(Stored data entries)
::::::

PR #8477, opened 2021-12-09
fix: clean up transient queries when using shared runtimes

wcarlson5:
we shouldn't be trying to clean up named topologies for transient queries when shared runtimes are on. 

### Testing done 

### Reviewer checklist


lct45 (approved):
@wcarlson5 can you add a bit of context in the PR description before merging? this lgtm but I can't tell exactly what logic you're editing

::::::

**Your task**
After reading the data above, print it all again exactly.

**Exercise output**
PR #8477, opened 2021-12-09
fix: clean up transient queries when using shared runtimes

wcarlson5:
we shouldn't be trying to clean up named topologies for transient queries when shared runtimes are on. 

### Testing done 

### Reviewer checklist


lct45 (approved):
@wcarlson5 can you add a bit of context in the PR description before merging? this lgtm but I can't tell exactly what logic you're editing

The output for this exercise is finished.